WORK TASK
Every line holding the string "state" should be copied out of the listing.
[ENTRIES PROVIDED]
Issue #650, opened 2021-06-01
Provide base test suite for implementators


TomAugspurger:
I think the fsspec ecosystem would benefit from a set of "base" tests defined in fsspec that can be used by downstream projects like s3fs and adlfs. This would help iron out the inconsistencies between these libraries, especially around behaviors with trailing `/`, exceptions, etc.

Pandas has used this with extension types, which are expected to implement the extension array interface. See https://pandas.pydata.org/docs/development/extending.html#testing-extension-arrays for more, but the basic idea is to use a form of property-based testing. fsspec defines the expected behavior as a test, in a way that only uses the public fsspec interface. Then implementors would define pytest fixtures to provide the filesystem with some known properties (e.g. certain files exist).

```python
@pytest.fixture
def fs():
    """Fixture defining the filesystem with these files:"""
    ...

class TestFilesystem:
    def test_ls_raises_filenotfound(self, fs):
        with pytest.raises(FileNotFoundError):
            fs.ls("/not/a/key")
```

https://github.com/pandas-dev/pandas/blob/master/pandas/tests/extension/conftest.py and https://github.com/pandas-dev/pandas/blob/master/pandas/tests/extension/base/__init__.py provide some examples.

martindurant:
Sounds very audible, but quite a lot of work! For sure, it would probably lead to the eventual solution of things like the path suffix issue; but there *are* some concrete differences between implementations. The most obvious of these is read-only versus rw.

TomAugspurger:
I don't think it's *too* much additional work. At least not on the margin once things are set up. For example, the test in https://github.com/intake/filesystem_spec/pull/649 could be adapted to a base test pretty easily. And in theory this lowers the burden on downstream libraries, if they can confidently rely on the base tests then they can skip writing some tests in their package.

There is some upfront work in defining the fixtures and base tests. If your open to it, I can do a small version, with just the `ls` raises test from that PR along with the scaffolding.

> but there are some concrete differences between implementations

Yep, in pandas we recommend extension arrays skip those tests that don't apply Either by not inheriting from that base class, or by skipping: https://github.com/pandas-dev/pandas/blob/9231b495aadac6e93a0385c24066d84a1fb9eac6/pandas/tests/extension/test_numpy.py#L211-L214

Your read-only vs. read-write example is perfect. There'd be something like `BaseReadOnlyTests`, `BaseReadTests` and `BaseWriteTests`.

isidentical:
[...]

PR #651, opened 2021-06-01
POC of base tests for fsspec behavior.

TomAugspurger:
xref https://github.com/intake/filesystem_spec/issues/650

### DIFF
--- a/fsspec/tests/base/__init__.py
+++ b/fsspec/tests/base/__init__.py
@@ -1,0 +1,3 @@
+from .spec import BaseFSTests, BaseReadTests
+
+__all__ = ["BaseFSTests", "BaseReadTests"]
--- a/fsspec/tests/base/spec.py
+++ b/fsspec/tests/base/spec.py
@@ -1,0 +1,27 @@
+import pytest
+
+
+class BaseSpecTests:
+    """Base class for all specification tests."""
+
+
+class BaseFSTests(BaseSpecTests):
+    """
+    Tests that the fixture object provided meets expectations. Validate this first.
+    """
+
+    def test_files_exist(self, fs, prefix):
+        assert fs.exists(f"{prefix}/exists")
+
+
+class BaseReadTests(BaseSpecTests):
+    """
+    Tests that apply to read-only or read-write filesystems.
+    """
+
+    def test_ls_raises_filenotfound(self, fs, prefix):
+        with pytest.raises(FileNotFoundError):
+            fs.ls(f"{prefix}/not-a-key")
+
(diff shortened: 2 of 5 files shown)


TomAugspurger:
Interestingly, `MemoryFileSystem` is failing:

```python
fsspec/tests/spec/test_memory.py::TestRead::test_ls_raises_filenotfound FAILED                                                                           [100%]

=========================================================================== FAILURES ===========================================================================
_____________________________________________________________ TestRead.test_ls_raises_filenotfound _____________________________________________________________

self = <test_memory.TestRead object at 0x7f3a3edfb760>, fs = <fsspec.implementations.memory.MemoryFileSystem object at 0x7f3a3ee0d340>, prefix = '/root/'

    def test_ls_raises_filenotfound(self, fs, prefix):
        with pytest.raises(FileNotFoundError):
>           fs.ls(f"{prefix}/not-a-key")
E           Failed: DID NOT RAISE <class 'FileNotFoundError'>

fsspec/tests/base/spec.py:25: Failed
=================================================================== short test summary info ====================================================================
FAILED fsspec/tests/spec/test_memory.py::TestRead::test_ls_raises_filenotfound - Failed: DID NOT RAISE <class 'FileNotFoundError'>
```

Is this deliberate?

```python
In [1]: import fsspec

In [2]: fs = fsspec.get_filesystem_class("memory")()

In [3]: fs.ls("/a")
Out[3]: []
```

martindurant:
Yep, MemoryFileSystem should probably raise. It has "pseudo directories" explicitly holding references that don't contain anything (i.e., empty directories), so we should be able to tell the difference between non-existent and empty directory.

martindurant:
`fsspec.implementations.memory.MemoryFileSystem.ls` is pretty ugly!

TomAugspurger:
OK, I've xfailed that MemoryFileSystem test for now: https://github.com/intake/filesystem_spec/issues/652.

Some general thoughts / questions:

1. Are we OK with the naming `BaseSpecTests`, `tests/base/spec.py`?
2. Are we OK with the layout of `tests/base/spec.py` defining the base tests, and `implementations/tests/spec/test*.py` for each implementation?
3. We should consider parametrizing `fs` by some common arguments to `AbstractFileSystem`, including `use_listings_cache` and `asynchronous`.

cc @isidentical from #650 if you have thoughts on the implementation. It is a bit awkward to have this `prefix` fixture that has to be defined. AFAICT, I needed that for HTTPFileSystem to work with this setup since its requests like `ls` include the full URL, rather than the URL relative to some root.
[/ENTRIES PROVIDED]
[ENTRIES PROVIDED]
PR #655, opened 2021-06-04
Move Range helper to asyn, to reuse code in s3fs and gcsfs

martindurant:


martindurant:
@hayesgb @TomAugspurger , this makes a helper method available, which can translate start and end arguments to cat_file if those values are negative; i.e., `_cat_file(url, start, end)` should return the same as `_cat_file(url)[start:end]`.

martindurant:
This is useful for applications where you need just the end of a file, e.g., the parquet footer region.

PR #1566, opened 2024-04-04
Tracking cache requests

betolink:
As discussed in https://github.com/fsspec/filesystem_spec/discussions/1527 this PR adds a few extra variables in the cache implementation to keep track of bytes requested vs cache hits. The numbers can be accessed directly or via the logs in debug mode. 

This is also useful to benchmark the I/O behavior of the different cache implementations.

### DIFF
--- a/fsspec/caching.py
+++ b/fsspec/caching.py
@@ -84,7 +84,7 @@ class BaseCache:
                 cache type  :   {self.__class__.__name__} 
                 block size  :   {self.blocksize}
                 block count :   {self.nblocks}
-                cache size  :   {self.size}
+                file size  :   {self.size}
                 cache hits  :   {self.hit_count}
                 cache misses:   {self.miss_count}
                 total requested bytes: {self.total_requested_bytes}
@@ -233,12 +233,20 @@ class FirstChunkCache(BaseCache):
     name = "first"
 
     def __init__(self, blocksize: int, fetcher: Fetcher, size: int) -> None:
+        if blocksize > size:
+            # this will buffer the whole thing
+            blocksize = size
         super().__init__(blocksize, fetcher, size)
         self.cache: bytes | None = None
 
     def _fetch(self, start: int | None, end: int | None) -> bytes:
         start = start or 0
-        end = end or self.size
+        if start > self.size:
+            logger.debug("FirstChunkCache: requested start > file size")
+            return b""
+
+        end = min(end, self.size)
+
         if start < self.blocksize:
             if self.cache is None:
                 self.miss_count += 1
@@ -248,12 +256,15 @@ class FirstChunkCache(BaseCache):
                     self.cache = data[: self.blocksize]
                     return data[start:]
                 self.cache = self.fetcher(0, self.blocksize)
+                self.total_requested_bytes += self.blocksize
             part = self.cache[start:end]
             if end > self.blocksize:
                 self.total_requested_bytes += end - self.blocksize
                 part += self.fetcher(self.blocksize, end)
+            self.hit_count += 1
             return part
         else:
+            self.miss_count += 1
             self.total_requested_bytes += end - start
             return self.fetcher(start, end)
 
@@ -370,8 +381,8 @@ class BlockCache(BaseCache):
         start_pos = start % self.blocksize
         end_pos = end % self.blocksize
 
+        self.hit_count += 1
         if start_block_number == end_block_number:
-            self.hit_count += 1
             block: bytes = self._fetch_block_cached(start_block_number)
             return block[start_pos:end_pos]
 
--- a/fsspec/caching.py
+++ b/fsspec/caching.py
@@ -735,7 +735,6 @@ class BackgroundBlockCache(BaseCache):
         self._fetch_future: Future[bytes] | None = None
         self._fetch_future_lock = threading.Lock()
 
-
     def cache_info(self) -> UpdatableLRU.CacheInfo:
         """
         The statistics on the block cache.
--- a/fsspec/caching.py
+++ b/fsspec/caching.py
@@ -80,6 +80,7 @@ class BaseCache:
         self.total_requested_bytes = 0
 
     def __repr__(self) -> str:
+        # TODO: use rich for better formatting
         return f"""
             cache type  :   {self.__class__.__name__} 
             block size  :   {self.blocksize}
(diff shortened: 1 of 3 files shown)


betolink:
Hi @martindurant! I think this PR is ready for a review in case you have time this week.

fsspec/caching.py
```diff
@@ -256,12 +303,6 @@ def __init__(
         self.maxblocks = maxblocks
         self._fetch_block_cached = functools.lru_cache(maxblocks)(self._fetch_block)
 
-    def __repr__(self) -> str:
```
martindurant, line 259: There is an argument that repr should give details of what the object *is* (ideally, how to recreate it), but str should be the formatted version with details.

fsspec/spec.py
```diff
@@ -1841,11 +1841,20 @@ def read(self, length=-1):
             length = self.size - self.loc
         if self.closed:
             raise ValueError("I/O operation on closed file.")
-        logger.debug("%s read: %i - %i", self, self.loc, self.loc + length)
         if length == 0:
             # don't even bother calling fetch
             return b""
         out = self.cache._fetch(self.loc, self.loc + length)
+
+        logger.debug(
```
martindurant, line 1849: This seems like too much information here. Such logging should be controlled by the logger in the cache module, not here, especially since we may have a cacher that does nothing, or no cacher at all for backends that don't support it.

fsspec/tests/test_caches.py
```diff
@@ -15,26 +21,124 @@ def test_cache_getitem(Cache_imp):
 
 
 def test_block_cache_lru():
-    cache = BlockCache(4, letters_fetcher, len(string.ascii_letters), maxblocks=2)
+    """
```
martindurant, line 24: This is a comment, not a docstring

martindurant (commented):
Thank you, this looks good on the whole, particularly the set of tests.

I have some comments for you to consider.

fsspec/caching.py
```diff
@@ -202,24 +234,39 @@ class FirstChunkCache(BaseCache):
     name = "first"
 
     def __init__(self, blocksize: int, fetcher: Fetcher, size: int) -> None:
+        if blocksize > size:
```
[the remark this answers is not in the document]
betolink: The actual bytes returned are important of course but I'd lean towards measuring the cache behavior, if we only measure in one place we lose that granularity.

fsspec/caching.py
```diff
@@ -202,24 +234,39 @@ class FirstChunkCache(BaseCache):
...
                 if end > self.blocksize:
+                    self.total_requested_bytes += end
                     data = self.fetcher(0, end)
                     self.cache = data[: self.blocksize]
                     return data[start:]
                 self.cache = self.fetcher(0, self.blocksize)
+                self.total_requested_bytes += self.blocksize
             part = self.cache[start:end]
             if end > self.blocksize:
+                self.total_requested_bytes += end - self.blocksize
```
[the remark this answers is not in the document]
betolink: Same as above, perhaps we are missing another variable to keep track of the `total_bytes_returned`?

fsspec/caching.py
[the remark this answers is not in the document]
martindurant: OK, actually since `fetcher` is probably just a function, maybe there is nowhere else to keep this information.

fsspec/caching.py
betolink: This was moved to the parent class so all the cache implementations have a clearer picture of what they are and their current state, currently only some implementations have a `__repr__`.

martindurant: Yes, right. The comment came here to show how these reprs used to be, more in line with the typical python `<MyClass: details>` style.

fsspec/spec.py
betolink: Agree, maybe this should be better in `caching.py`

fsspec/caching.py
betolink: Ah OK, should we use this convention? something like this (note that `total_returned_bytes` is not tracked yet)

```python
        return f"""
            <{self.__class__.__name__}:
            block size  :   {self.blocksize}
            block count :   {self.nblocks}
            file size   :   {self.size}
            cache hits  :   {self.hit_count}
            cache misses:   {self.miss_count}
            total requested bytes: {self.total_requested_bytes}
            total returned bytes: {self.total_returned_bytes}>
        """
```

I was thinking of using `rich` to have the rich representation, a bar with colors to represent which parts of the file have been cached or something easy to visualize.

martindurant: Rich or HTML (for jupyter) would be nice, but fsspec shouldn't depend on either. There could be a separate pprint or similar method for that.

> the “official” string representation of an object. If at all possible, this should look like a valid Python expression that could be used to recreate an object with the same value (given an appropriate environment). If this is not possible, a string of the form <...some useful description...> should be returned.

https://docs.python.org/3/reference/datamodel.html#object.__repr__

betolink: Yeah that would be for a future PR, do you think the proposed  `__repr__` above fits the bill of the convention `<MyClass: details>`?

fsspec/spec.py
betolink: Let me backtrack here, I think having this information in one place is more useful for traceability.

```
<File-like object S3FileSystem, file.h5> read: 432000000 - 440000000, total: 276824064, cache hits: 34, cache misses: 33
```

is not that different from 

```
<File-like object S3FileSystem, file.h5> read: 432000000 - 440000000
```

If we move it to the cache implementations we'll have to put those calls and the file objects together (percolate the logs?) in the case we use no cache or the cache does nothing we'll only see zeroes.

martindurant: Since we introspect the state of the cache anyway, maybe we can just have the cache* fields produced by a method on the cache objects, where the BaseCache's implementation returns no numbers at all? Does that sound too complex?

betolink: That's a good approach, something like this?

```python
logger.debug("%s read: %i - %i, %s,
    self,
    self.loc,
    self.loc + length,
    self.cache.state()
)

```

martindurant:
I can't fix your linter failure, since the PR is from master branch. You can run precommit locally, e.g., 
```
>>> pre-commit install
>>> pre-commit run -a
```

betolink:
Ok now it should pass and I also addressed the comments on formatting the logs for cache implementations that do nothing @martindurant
[/ENTRIES PROVIDED]
COMPLETED EXERCISE
betolink: This was moved to the parent class so all the cache implementations have a clearer picture of what they are and their current state, currently only some implementations have a `__repr__`.
martindurant: Since we introspect the state of the cache anyway, maybe we can just have the cache* fields produced by a method on the cache objects, where the BaseCache's implementation returns no numbers at all? Does that sound too complex?
    self.cache.state()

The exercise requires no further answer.